Initiative helps tackle misinformation about recycling by empowering residents to sort their waste correctly.

Brisbane’s smart recycling app gives locals detailed information on how to recycle or dispose various material, allowing residents to search an alphabetical list of items – from coffee cups to kitty litter – to help them to sort their waste.

The app, which won an Innovative Council Award at the Australasian Waste & Recycling Expo, aims to combat misconceptions about recycling by providing information which debunks common myths about recycling, as well as tips to help locals sort their waste.

With the national plastics recycling rate at just 11.8 per cent, tackling ignorance around recycling is essential to drive down the startling 64 million tonnes of waste generated by Australians per year.

By encouraging residents to recycle correctly, the app has seen huge success, reducing the rate of recyclables going to general waste from 25 per cent to 17 per cent since 2013 and downloaded more than 81,000 times since launching in 2014.

Locals can also use the app to access general information about nearby waste facilities, while also receiving directions to their closest transfer station.

Residents can also opt to be notified about bin collection dates, and choose to receive push notifications about the next kerbside collection and free tipping areas.
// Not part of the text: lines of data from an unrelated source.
PR #841, opened 2022-01-13
Add unit tests for calendar

TrevorJoelHarris:
Very similar to mail unit tests

### DIFF
--- a/packages/teams-js/test/public/calendar.spec.ts
+++ b/packages/teams-js/test/public/calendar.spec.ts
@@ -1,0 +1,323 @@
+import { GlobalVars } from '../../src/internal/globalVars';
+import { app } from '../../src/public/app';
+import { calendar } from '../../src/public/calendar';
+import { Utils } from '../utils';
+
+describe('calendar', () => {
+  // Use to send a mock message from the app.
+  const utils = new Utils();
+
+  beforeEach(() => {
+    utils.processMessage = null;
+    utils.messages = [];
+    utils.childMessages = [];
+    utils.childWindow.closed = false;
+    GlobalVars.frameContext = undefined;
+
+    // Set a mock window for testing
+    app._initialize(utils.mockWindow);
+  });
+
+  afterEach(() => {
+    // Reset the object since it's a singleton
+    if (app._uninitialize) {
+      app._uninitialize();
+    }
+  });
+
+  describe('openCalendarItem', () => {
+    const openCalendarItemParams: calendar.OpenCalendarItemParams = {
+      itemId: '',
+    };
+
+    it('should not allow calls before initialization', async () => {
+      await calendar
+        .openCalendarItem(openCalendarItemParams)
+        .catch(e => expect(e).toMatchObject(new Error('The library has not yet been initialized')));
+    });
+
+    it('should not allow calls from settings context', async () => {
+      await utils.initializeWithContext('settings');
+
+      await calendar
+        .openCalendarItem(openCalendarItemParams)
+        .catch(e =>
+          expect(e).toMatchObject(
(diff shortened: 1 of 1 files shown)


packages/teams-js/test/public/calendar.spec.ts
```diff
@@ -0,0 +1,275 @@
+import { GlobalVars } from '../../src/internal/globalVars';
+import { FrameContexts } from '../../src/public';
+import { app } from '../../src/public/app';
+import { calendar } from '../../src/public/calendar';
+import { Utils } from '../utils';
+
+describe('calendar', () => {
+  // Use to send a mock message from the app.
```
AE-MS, line 8: Not really sure you should do anything about this here but it's notable how many times the comments on lines 8, 18, and 23 appear in the codebase.

packages/teams-js/test/public/calendar.spec.ts
```diff
@@ -0,0 +1,275 @@
...
+    });
+
+    it('should throw if a null itemId is supplied', async () => {
+      expect.assertions(1);
+
+      await utils.initializeWithContext('content');
+      utils.setRuntimeConfig({ apiVersion: 1, supports: { calendar: {} } });
+
+      await calendar
+        .openCalendarItem({ itemId: null })
```
AE-MS, line 82: Why doesn't this trigger compiler error 2322? I'm guessing the answer is because we don't have it turned on and we should probably have a bug to do that (or figure out what set of warnings it is in that we don't have enabled)

image

packages/teams-js/test/public/calendar.spec.ts
```diff
@@ -0,0 +1,275 @@
...
+            .composeMeeting(composeMeetingParams)
+            .catch(e =>
+              expect(e).toMatchObject(
+                new Error(
+                  `This call is only allowed in following contexts: ["content"]. Current context: "${frameContext}".`,
+                ),
+              ),
+            );
+        });
+      });
```
AE-MS, line 198: I bet this whole thing could be made a helper function that takes in three parameters: the allowed frame context, a function it should call and expect an error, and the string it should test against.

I'm guessing this code only occurs in three places now (two in this file and one in mail?) but even three copies is probably too many and I'm guessing the test should probably be in many other files.

Up to you if you want to fix it as part of this change though; I've just become very familiar with the code which triggered my spidey sense.

TrevorJoelHarris: Yeah, I went back and forth on this. I can definitely make a shared function that does this but I also kind of like having expect statements in actual test files and not hidden in a helper function somewhere cough cough utils.ts

That being said, there might be some way to make a new file for this sort of thing and name it in such a way that it is not mysterious. I will think about it (but probably not tackle it as part of this change)

packages/teams-js/test/public/calendar.spec.ts
TrevorJoelHarris: @erinha Where should I parent a bug like this? Do you have a likely candidate in mind?

packages/teams-js/test/public/calendar.spec.ts
TrevorJoelHarris: I think in the interest of putting a bow on this PR I am going to leave this as is for now. I think this is a good idea, but I'm not entirely sure where I would want to put these sort of "cross file tests".

packages/teams-js/test/public/calendar.spec.ts
erinha: Answered in chat

TrevorJoelHarris: bug has been opened

PR #842, opened 2022-01-14
Lakhveer/teams core

lakhveerk:
1. Adding isSupported function in teams Core test app
2. Moving RegisterFocusEnterHandler  from teamscore to pagesAPI


aeunms (approved):
LGTM!

apps/teams-test-app/src/components/TeamsCoreAPIs.tsx
```diff
@@ -82,6 +88,7 @@ const TeamsCoreAPIs = (): ReactElement => (
     <RegisterOnLoadHandler />
     <RegisterBeforeUnloadHandler />
     <RegisterFocusEnterHandler />
```
MarcinJuraszek, line 90: This should move to `pages`, where we already have `returnFocus`.

MarcinJuraszek (changes requested):

apps/teams-test-app/src/components/PagesAPIs.tsx
```diff
@@ -121,6 +122,28 @@ const ReturnFocus = (): React.ReactElement =>
     },
   });
 
+const RegisterFocusEnterHandler = (): React.ReactElement =>
+  ApiWithoutInput({
+    name: 'registerFocusEnterHandler',
+    title: 'Register On Focus Enter Handler',
+    onClick: {
+      withPromise: async setResult => {
```
MarcinJuraszek, line 130: These look exactly the same. you don't really need both.

MarcinJuraszek (changes requested):

apps/teams-test-app/src/components/PagesAPIs.tsx
lakhveerk: Sure, I can keep only one. btw, I copied it from teamsCoreAPI, where it was added by PR#854 (https://github.com/OfficeDev/microsoft-teams-library-js/pull/854/files)

MarcinJuraszek (approved):

PR #845, opened 2022-01-14
Fixing build badges and moving them to top

ramourt:
Still need to fix the coverage badge. 

Build badges look like this: 
image


aeunms (approved):
LGTM!

PR #849, opened 2022-01-18
Backwards compatibility for AppWindow API

jadahiya-MSFT:


apps/teams-test-app/src/components/DialogAPIs.tsx
```diff
@@ -46,29 +46,71 @@ const DialogAPIs = (): ReactElement => {
...
+                if (reason && !status) {
+                  setResult(JSON.stringify(reason));
+                } else {
+                  setResult('Message sent to child');
+                }
+              };
+              childWindow.postMessage(message, onComplete);
+            } else {
+              setResult("childWindow doesn't exist");
+            }
```
Ella-ly, line 75: Can we please make the string consistent with `withPromise` here? Also `SendMessageToParent` below.

jadahiya-MSFT: This was more of a lint error, the output string would be the same. The difference is we needed to use \' to get the apostraphe into the first string due to using single quotations. The second one we can't pass single quotations in. I could change it to `childWindow doesnt exist` to keep it consistent though

Ella-ly (approved):

PR #854, opened 2022-01-20
Backwards compatibility for APIs in publicAPIs.ts

Ella-ly:


apps/teams-test-app/src/components/PagesBackStackAPIs.tsx
```diff
@@ -61,16 +62,26 @@ const PagesBackStackAPIs = (): ReactElement => {
...
-    pages.backStack.registerBackButtonHandler((): boolean => {
-      if (totalStates > 0) {
-        const newNumStates = totalStates - 1;
-        setTotalStates(newNumStates);
-        setRegisterBackButtonHandlerValue('back button clicked. total remaining state: ' + newNumStates);
-        return true;
-      }
-      return false;
-    });
+    if (getTestBackCompat()) {
```
jadahiya-MSFT, line 76: This breaks our current way of doing things, but I'm not sure how to go around it.

jadahiya-MSFT (approved):

apps/teams-test-app/src/components/PagesBackStackAPIs.tsx
Ella-ly: @MarcinJuraszek Can you please take a look here?

apps/teams-test-app/src/components/PagesAPIs.tsx
```diff
@@ -115,9 +131,15 @@ const SetCurrentFrame = (): React.ReactElement =>
...
-        pages.setCurrentFrame(input);
-        return 'called';
+      submit: {
+        withPromise: async input => {
+          pages.setCurrentFrame(input);
+          return 'called';
+        },
+        withCallback: (input, setResult) => {
+          setFrameContext(input);
+          setResult('called');
```
MarcinJuraszek, line 141: you're probably going to hate me for this, but now seeing how many of these call `setResult` anyway, maybe we should add the option to return a string from here back :D Let's chat about this when we meet later today.

apps/teams-test-app/src/components/PagesBackStackAPIs.tsx
MarcinJuraszek: I think this is fine. It's a non-standard API which is why it's not using the `ApiWithTextInput` component. I don't think we should spend any more time than necessary to try to get it look/feel 'better'. This seems totally appropriate to me.

MarcinJuraszek (approved):

apps/teams-test-app/src/components/PagesAPIs.tsx
jadahiya-MSFT: It's interesting because there are a lot of calls that would also lead to importing `noHostSdk` if we add this back in, do you think we should modify `withCallback` to allow for both scenarios? One where we would want to return a string and the one where we don't?

PR #856, opened 2022-01-20
Organize tools into separate directory

aeunms:
bundle-analysis-tools and bundle-analysis-app are not meant to test the individual APIs but instead are used by the codeowners to gauge package size changes. As such, they are being moved into tools to better reflect their usage.


.gitignore
```diff
@@ -21,6 +21,7 @@ yarn-error.log
 /packages/*/bundleAnalysis
 /apps/*/bundleAnalysis
 /common/*
+/tools/bundle-size-tools/bundle-analysis-app/bundleAnalysis
```
AE-MS, line 24: Perhaps these could be alphabetized?

AE-MS (dismissed):
:shipit:

.gitignore
```diff
@@ -21,6 +21,7 @@ yarn-error.log
 /packages/*/bundleAnalysis
```
ramourt, line 21: nit: Don't think these 2 lines for bundleAnalysis are still necessary

tools/bundle-size-tools/bundle-analysis-app/tsconfig.json
```diff
@@ -1,11 +1,7 @@
 {
```
ramourt, line 1: I don't know if it matters but just double checking if this is intentional: 
bundle-analysis-app package is now in a subfolder within the package bundle-size-tools?

ramourt (dismissed):
lgtm

tools/bundle-size-tools/bundle-analysis-app/tsconfig.json
aeunms: It was intentional, I thought it would be good to put the app along with the tools, but I could move it elsewhere!

ramourt (approved):

PR #857, opened 2022-01-21
app.spec.ts unit tests

jekloudaMSFT:
Error validation in app.spec.ts unit tests


erinha:
(Sorry GitHub doesn't let me highlight code that isn't close to lines that have been changed. 👎)
I think test case on line 150 ('should throw an error if the given runtime config causes a non parsing related error') should have the error be explicitly verified. In general for our unit tests, if the SDK is throwing an error, I think we should be verifying the specific error that is thrown whenever possible. The unit test currently just has `expect(utils.respondToMessage(initMessage, FrameContexts.content, HostClientType.web, null)).toThrowError` and I would like to see the exact error message validated.

erinha:
>     expect(utils.respondToMessage(initMessage, FrameContexts.content, HostClientType.web, null)).toThrowError;

(Oooh CodeFlow _does_ let me add comments in other places!)
This is the place my other comment refers to - can you please validate the specific error thrown?

---
Refers to: packages/teams-js/test/public/app.spec.ts:154 in 7afa03e. [](commit_id = 7afa03ef5b494c332b2715d01ed0158d59dbc717, deletion_comment = False)

erinha:
>     expect(utils.respondToMessage(initMessage, FrameContexts.content, HostClientType.web, null)).toThrowError;

Okay, I looked at the code more closely and I see that `initialize` just rethrows whatever exception is thrown by either JSON.parse or applyRuntimeConfig. 

It may still be worth it to verify a specific exception. One reason for that is if something changes in test or product code and if a different exception is being thrown, it might be covering a real issue.

---
In reply to: [1018093989](https://github.com/OfficeDev/microsoft-teams-library-js/pull/857#issuecomment-1018093989) [](http://example.com/codeflow?ancestors=1018093989)

---
Refers to: packages/teams-js/test/public/app.spec.ts:154 in 7afa03e. [](commit_id = 7afa03ef5b494c332b2715d01ed0158d59dbc717, deletion_comment = False)

erinha:
>   it('should initialized with clientSupportedSDKVersion and runtimeConfig arguments flipped', async () => {

nit: since you're touching this file... :sunglasses: can you please change this to "initialize"? And the next test too.

---
Refers to: packages/teams-js/test/public/app.spec.ts:190 in 7afa03e. [](commit_id = 7afa03ef5b494c332b2715d01ed0158d59dbc717, deletion_comment = False)

packages/teams-js/test/public/app.spec.ts
```diff
@@ -578,7 +604,7 @@ describe('AppSDK-app', () => {
         error: 'Something went wrong...',
```
erinha, line 604: >'Something went wrong...' [](http://example.com/codeflow?start=15&length=25)

I know you didn't introduce this, but can you please use a variable for this message? We use it several times in this file.

erinha:
>     });

These tests look awfully similar. Can you please use a function to iterate through the FrameContexts? Trevor recently did this in mail and calendar tests.

---
Refers to: packages/teams-js/test/public/app.spec.ts:519 in 7afa03e. [](commit_id = 7afa03ef5b494c332b2715d01ed0158d59dbc717, deletion_comment = False)

erinha (changes requested):
:clock1:

jekloudaMSFT:
> > ```
> > expect(utils.respondToMessage(initMessage, FrameContexts.content, HostClientType.web, null)).toThrowError;
> > ```
> 
> Okay, I looked at the code more closely and I see that `initialize` just rethrows whatever exception is thrown by either JSON.parse or applyRuntimeConfig.
> 
> It may still be worth it to verify a specific exception. One reason for that is if something changes in test or product code and if a different exception is being thrown, it might be covering a real issue.
> 
> In reply to: [1018093989](https://github.com/OfficeDev/microsoft-teams-library-js/pull/857#issuecomment-1018093989)
> 
> Refers to: packages/teams-js/test/public/app.spec.ts:154 in [7afa03e](https://github.com/OfficeDev/microsoft-teams-library-js/commit/7afa03ef5b494c332b2715d01ed0158d59dbc717). [](commit_id = [7afa03e](https://github.com/OfficeDev/microsoft-teams-library-js/commit/7afa03ef5b494c332b2715d01ed0158d59dbc717), deletion_comment = False)

Not sure how to fix this test. After rewriting it, I'm seeing that the initialize handler isn't throwing on the null runtime config, and I don't know what value to put in that wouldn't just throw a parsing error, any ideas?

jekloudaMSFT:
> > ```
> > expect(utils.respondToMessage(initMessage, FrameContexts.content, HostClientType.web, null)).toThrowError;
> > ```
> 
> Okay, I looked at the code more closely and I see that `initialize` just rethrows whatever exception is thrown by either JSON.parse or applyRuntimeConfig.
> 
> It may still be worth it to verify a specific exception. One reason for that is if something changes in test or product code and if a different exception is being thrown, it might be covering a real issue.
> 
> In reply to: [1018093989](https://github.com/OfficeDev/microsoft-teams-library-js/pull/857#issuecomment-1018093989)
> 
> Refers to: packages/teams-js/test/public/app.spec.ts:154 in [7afa03e](https://github.com/OfficeDev/microsoft-teams-library-js/commit/7afa03ef5b494c332b2715d01ed0158d59dbc717). [](commit_id = [7afa03e](https://github.com/OfficeDev/microsoft-teams-library-js/commit/7afa03ef5b494c332b2715d01ed0158d59dbc717), deletion_comment = False)

I'm having trouble coming up with a proper test here. I can't come up with any value that would throw any error other than a SyntaxError. Any ideas?

packages/teams-js/src/public/app.ts
```diff
@@ -470,6 +470,14 @@ export namespace app {
...
             try {
               const givenRuntimeConfig: IRuntime = JSON.parse(runtimeConfig);
+              // Check that givenRuntimeConfig is a valid instance of IRuntimeConfig
+              try {
+                if (!givenRuntimeConfig.apiVersion) {
+                  throw new Error('Received runtime config is invalid');
+                }
+              } catch {
+                throw new Error('Received runtime config is invalid');
+              }
```
erinha, line 480: Why the catch and re-throw?

erinha: Won't it be caught in the existing catch?

erinha: If you change the check to `if (!givenRuntimeConfig || !givenRuntimeConfig.apiVersion)` then you don't need to put the check in its own try-catch.

packages/teams-js/test/public/app.spec.ts
```diff
@@ -417,91 +423,96 @@ describe('AppSDK-app', () => {
   });
 
   describe('navigateCrossDomain', () => {
```
erinha, line 425: I noticed that this test, which you did not add, seems like it should actually belong in the pages.spec.ts file, not the app.spec.ts. I suspect this was an oversight when the APIs were organized into the pages capability. Will follow up offline about whether these should be moved as part of this change.

erinha (approved):
Looks great, thanks!

PR #858, opened 2022-01-21
Added file download API : To be used in Files app 2.0

HarshJain27:
Design Document for File Download API: [File Download API Design Document](https://microsoft.sharepoint.com/:w:/t/whatsupdoc/EdrTxFIZmRBMpk4cNAFSfJYBkqp2zt8r9SEBnXW6juay1Q?e=z1tkk2)

Design Document for Open Download Preference Folder API: [Open Download Preference Folder API Design Document](https://microsoft.sharepoint.com/:w:/t/whatsupdoc/EZ1FqiNnys9JjedcAYs_VYkBumHjioXMsgAY0k0GzNVmXA?e=pK5HVq)

Adding APIs for Files 2.0 App -> Download pivot: 1. File download API which will be used to list download files  2. To Open download preference folder
These will be private **files** function and will work only for 1P apps.

Relevant Task : [Workitem](https://domoreexp.visualstudio.com/MSTeams/_workitems/edit/2106088)


src/private/files.ts
```diff
@@ -226,6 +226,43 @@ export namespace files {
...
+     */
+    objectId?: string;
+    /**
+     * Path of the file
+     */
+    path?: string;
+    /**
+     * Size of the file
+     */
+    size?: number;
```
TrevorJoelHarris, line 247: >size [](http://example.com/codeflow?start=4&length=4)

This should indicate what the unit is (bytes for example)

src/private/files.ts
```diff
@@ -226,6 +226,43 @@ export namespace files {
...
+    /**
+     * Download status
+     */
+    status?: string;
```
TrevorJoelHarris, line 251: >status?: string; [](http://example.com/codeflow?start=4&length=16)

If this is a limited set of values, please use a type or enum so that callers can see what the potential status values are. Just using the string type doesn't give callers much information

src/private/files.ts
```diff
@@ -226,6 +226,43 @@ export namespace files {
...
+    /**
+     * Download timestamp
+     */
+    timestamp: Date | string;
```
TrevorJoelHarris, line 255: >string [](http://example.com/codeflow?start=22&length=6)

Why string? And what format would the string be in?

src/private/files.ts
```diff
@@ -226,6 +226,43 @@ export namespace files {
...
+    /**
+     * File name
+     */
+    title: string;
+    /**
+     * Type of file
+     */
+    type: string;
```
TrevorJoelHarris, line 263: >type: string; [](http://example.com/codeflow?start=4&length=13)

What does type actually indicate or contain? Is this file extension? Could it be represented as a limited set of possible values in an enum or type? I realize this is a microsoft internal function but it will be very hard for other microsoft developers to use without more information.

src/private/files.ts
```diff
@@ -416,4 +453,21 @@ export namespace files {
...
   }
+
+  /**
+   * @private
+   * Hide from docs
+   *
+   * Gets list of downloads for current user
+   * @param callback Callback that will be triggered post downloads load
+   */
+  export function getFileDownloads(callback: (error: SdkError, files: IFileItem[]) => void): void {
```
MarcinJuraszek, line 464: The callback should have both error and files as optional, to better represent the data that'll actually be provided back when it's invoked.

src/private/files.ts
HarshJain27: Updated the doc comment.

src/private/files.ts
HarshJain27: timestamp is represented as Date or string to remain consistent with the underlying API output data structure format. The string will also be a **Date()** object representation.

src/private/files.ts
HarshJain27: As you rightly guessed, type indicates file extension here. Updated the doc comment for the same. The reason it is represented as string and not type is to avoid the complexity involved in doing so because of huge list of such extensions and/or avoid missing any extension from the type list which might be encountered dynamically. The respective client app code is handling it to infer required icon details etc. Note that the underlying client API output data structure represents this field as string too.

src/private/files.ts
HarshJain27: Comment incorporated.

src/private/files.ts
HarshJain27: Comment Incorporated. Converted string to enum.

src/private/files.ts
MarcinJuraszek: I'd rather have the property be called `sizeInBytes` instead of this being in a comment.

src/private/files.ts
MarcinJuraszek: I don't think we should leak the underlying implementation details of the system that's providing this data. If this is a string, how would anybody know what format this string is in?

src/private/files.ts
MarcinJuraszek: If this is an extension, the property should be called `extension`.

src/private/files.ts
MarcinJuraszek: Also, if it's a timestamp, shouldn't it be a `number` to begin with?

src/private/files.ts
HarshJain27: Since the property is named as **type** in Teams Web Client, hence retained the same name here, so that the conversion/switch can happen seamlessly between SDK and Teams Web Client code.
@ydogandjiev Please correct me if it can work otherwise, as suggested by Marcin.

src/private/files.ts
HarshJain27: Since the property is named as **size** in Teams Web Client, hence retained the same name here, so that the conversion/switch can happen seamlessly between SDK and Teams Web Client code.
@ydogandjiev Please correct me if it can work otherwise, as suggested by Marcin.

src/private/files.ts
HarshJain27: Name of the filed is **timestamp** but it is represented by Date object.

MarcinJuraszek: ok. In that case, it should be typed as `Date`, and not `Date | string`.

src/private/files.ts
MarcinJuraszek: As discussed offline, this is not good enough of a reason for me. We need to focus on designing the best possible developer experience for the developers using the SDK. Not guide the design based on implementation details of Teams (or any other host) trying to host these.

src/private/files.ts
MarcinJuraszek: As discussed offline, this is not good enough of a reason for me. We need to focus on designing the best possible developer experience for the developers using the SDK. Not guide the design based on implementation details of Teams (or any other host) trying to host these.

src/private/files.ts
HarshJain27: Suggestion incorporated.

src/private/files.ts
HarshJain27: Suggestion incorporated.

src/private/files.ts
HarshJain27: Suggestion incorporated.

MarcinJuraszek (approved):

ydogandjiev (approved):

TrevorJoelHarris (approved):

PR #1803, opened 2023-06-15
Wrapped live share code in liveShare namespace

huntj88:
## Description
This is primarily a cleanup PR to align the liveShare code with the rest of the code. Other features are wrapped in their own namespace, which was never done for Live Share.

LiveShareHost is still outside the namespace. Moving that inside the namespace would be a breaking change for LiveShare users.

removed @beta comments, updated doc comments.

### Validation performed:

1. Tested LiveShare apps with teams-js changes

### Unit Tests added: no

No logic changes were introduced, just aligning code patterns.

### DIFF
--- a/packages/teams-js/src/public/liveShareHost.ts
+++ b/packages/teams-js/src/public/liveShareHost.ts
@@ -3,9 +3,16 @@ import { ensureInitialized } from '../internal/internalAPIs';
 import { FrameContexts } from './constants';
 import { runtime } from './runtime';
 
+/**
+ * APIs involving Live Share, a framework for building real-time collaborative apps.
+ * For more information, visit https://aka.ms/teamsliveshare
+ *
+ * @see LiveShareHost
+ */
 export namespace liveShare {
   /**
-   * Meeting Roles.
+   * The meeting roles of a user.
+   * Used in Live Share for its role verification feature.
    */
   export enum UserMeetingRole {
     /**
@@ -27,7 +34,8 @@ export namespace liveShare {
   }
 
   /**
-   * State of the current Live Share sessions backing fluid container.
+   * State of the current Live Share session's Fluid container.
+   * This is used internally by the `LiveShareClient` when joining a Live Share session.
    */
   export enum ContainerState {
     /**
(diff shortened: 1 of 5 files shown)


packages/teams-js/src/public/liveShareHost.ts
```diff
@@ -4,149 +4,184 @@ import { FrameContexts } from './constants';
...
- * State of the current Live Share sessions backing fluid container.
- *
- * @beta
- */
-export enum ContainerState {
+export namespace liveShare {
   /**
-   * The call to `LiveShareHost.setContainerId()` successfully created the container mapping
-   * for the current Live Share session.
+   * @hidden
```
TrevorJoelHarris, line 14: Why is this hidden? Adding this tag means dev docs won't be created for this enum, which would be pretty unusual for a non-beta enum that is used in exported and documented functions.

packages/teams-js/src/public/liveShareHost.ts
```diff
@@ -4,149 +4,184 @@ import { FrameContexts } from './constants';
...
+   * The meeting roles of a user.
+   * Used in Live Share for its role verification feature.
```
TrevorJoelHarris, line 16: Is there documentation for the role verification feature? If so, it would be useful to link that here.

packages/teams-js/src/public/liveShareHost.ts
TrevorJoelHarris: I think I just have that question for all @hidden documentation in this file. Why don't you want public documentation for them?

TrevorJoelHarris (changes requested):

packages/teams-js/src/public/liveShareHost.ts
ryanbliss: Developers don’t use those APIs directly, they are used in a very specific workflow within the Live Share SDK and have little utility outside of it. We thought about making them public but it’s not something anybody would know how to do, so we figured it’d be more confusing than not to document it.

packages/teams-js/src/public/liveShareHost.ts
ryanbliss: Sure, @huntj88 please add the following link to the doc: https://learn.microsoft.com/microsoftteams/platform/apps-in-teams-meetings/teams-live-share-capabilities?tabs=javascript#role-verification-for-live-data-structures

TrevorJoelHarris (approved):

jadahiya-MSFT (approved):

shrshindeMSFT (approved):
🚢

ryanbliss (approved):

With the contamination rates of Australia’ kerbside recycling averaging around 6-10 per cent, field services chairman Cr David McLachlan says the app is aimed at reducing the number of recyclables going to landfill.

“Research shows one of the biggest barriers to increasing recycling is fear of putting the wrong thing in the recycling bin and ruining the whole load,” Cr McLachlan says.

“This app is designed to make those decisions quick and simple, so we can work together to make Brisbane a clean and green city.”

The app builds on Brisbane’s Best Recycling Guide For Households booklet, which also includes images of items that can be recycled, and those without a smartphone can access online.